Pour le premier ministre du Yukon, Sandy Silver, la rivière Peel est un joyau à protéger.

« C’est un grand jour pour le pays en entier. La rivière Peel est l’une des plus grandes rivières intactes au monde et l’une des régions les plus vierges qui existent encore. »

Sandy Silver, premier ministre du Yukon

« Ce n’est pas la fin du voyage, mais plutôt un tournant important […] et nous empruntons maintenant le chemin du bon pied », a ajouté le premier ministre avec émotion.

Roberta Joseph, chef de la Première Nation de Tr’ondëk Hwëch’in, à Dawson, s’exprime lors de la signature du plan final d’aménagement du bassin versant de la rivière Peel avant d’apposer sa signature aux documents. (Steve Silva/Radio-Canada)

Roberta Joseph, la chef de la Première Nation de Tr’ondëk Hwëch’in, à Dawson, a affirmé son soulagement : « Cette journée a mis du temps à venir. Nous ne croyions jamais qu’il nous faudrait 15 ans pour atteindre cet objectif […] Un aîné a dit : “Nous sommes un peuple résilient.” Et je suis d’accord. »

Différentes zones de gestion

Le nouveau plan permettra le développement industriel sur 17 % du territoire, en fonction d’un processus d’évaluation environnementale et socio-économique.

L’autre portion, représentant 83 % du territoire protégé, sera répartie en trois catégories de terres :

  • 55 % formeront une zone de gestion spéciale, où aucun droit minier ou pétrolier ne sera octroyé;

  • 25 % constitueront une zone sauvage, où aucun droit minier ou pétrolier ne sera octroyé pendant une certaine période dont la durée sera revue dans un processus établi par un comité rassemblant toutes les parties;

  • 3 % seront consacrés à la protection du caribou boréal.

Le plan compte par ailleurs 42 recommandations, dont l’imposition de limites à l’utilisation de véhicules tout terrain, l’interdiction de construire des infrastructures le long des rivières et le développement d’un corridor de gestion près de la route Dempster.

Le bassin hydrographique de la rivière Peel représente 14 % du territoire du Yukon. (Radio-Canada)

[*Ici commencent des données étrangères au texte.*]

Issue #2962, opened 2019-06-19
Fragile and wasteful fetch/validation of blocks received by pubsub


anorth:
### Description
The messages received on the block pubsub are full blocks (later: headers), not CIDs. The pubsub listener `node.processBlock` decodes the block but then drops it on the floor, passing only the CID to `Syncer.HandleNewTipSet`. The syncer then fetches the block again from another peer.

This is obviously wasteful, but less obviously is critical to block syntax validation (incl timestamp). Blocks are only validated by the fetcher, so if we adjusted HandleNewTipSet to accept the decoded blocks, they would skip validation. We could validate them there too, of course, but such a pattern of requiring validation before each caller of `HandleNewTipSet` is fragile.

« J’ai envie de penser que mon rôle de chef s’est terminé en sachant que nos enfants pourront profiter de ce territoire. Mais en fait, le travail ne fait que commencer », a ajouté le chef Simon Mervyn, rappelant du même souffle la nécessité de réaliser de nombreuses études sur la faune et la flore.

La signature officielle, jeudi après-midi, met ainsi fin à 15 ans de travaux et de consultations marqués par un recours judiciaire.

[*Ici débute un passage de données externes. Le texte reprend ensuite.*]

PR #3378, opened 2019-09-10
Re-queue messages from the losing chain segment in a re-org so that nonces are consistent with the pool.

### LINKED ISSUE #3052: [bug] Same actor and nonce but different cid

anorth:
Fixes #3052 (see discussion there for discussion of alternatives).

### DIFF
--- a/core/policy.go
+++ b/core/policy.go
@@ -30,6 +30,7 @@ type QueuePolicy interface {
 // PolicyTarget is outbound queue object on which the policy acts.
 type PolicyTarget interface {
 	RemoveNext(ctx context.Context, sender address.Address, expectedNonce uint64) (msg *types.SignedMessage, found bool, err error)
+	Requeue(ctx context.Context, msg *types.SignedMessage, stamp uint64) error
 	ExpireBefore(ctx context.Context, stamp uint64) map[address.Address][]*types.SignedMessage
 }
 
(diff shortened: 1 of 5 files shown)


icorderi:
Is the solution of resubmitting the messages on the "alternative" head sound?
Since there is a new state, some of the messages might no longer be applicable, isn't safer to reject all messages that are not present on the new chain?

core/policy.go
```diff
@@ -54,7 +55,22 @@ func NewMessageQueuePolicy(messages MessageProvider, maxAge uint) *DefaultQueueP
...
 func (p *DefaultQueuePolicy) HandleNewHead(ctx context.Context, target PolicyTarget, oldTips, newTips []types.TipSet) error {
-	// Rearrange the tipsets into increasing height order so messages are discovered in nonce order.
+	chainHeight := uint64(0)
+	var err error
+	if len(newTips) > 0 {
+		chainHeight, err = newTips[0].Height()
+		if err != nil {
+			return err
+		}
+	} else if len(oldTips) > 0 { // A pure rewind is unlikely in practice.
```
acruikshank: This is a little weird. Seems like the only consequence of this clause is that the message requeued will be stamped with the maximum old chain height. It would be more accurate to use the minimum old chain height. Like you say, this is unlikely (impossible?) and the consequences seem small, so seems fine.

anorth: I opted for the maximum as a "safe" option, to prevent premature expiration.

anorth:
@icorderi the goal is to match the behaviour of the message pool (with which this may one day be merged). The pool definitely needs to make un-mined messages available for inclusion in new blocks else such messages would be lost entirely.

In practise, this works very well nearly all the time: the message nonce means messages must apply to a single actor's state in the order they were generated. If multiple messages with the same actor and nonce are generated (on different nodes) then it's possible for a subsequent message to have differing assumptions about the prior state, but this can't generally be avoided in such a distributed system, except by waiting for messages to apply or expire. It's generally considered much more useful to keep trying to apply messages (and have message semantics that make this ok) than to bump the problem back up to the user or system that wants to send a message. We borrow these ideas from prior art like Ethereum.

Un vaste territoire au coeur d’un long litige

Au coeur du vecteur politique devenu un emblème des relations entre le territoire et les Premières Nations s’étendent 68 000 kilomètres carrés de nature sauvage prisés des amateurs de plein air et dans la ligne de mire des intérêts miniers.

Pour David Loeks, président de la Commission d’aménagement du territoire pendant plus de cinq ans, cette signature est un soulagement.

« Je suis enchanté de voir la manière dont tout s’est réglé. C’est formidable le de voir les intérêts des Yukonnais et des Premières Nations triompher dans ce plan. Et c’est merveilleux de voir l’héritage de cet immense territoire protégé. »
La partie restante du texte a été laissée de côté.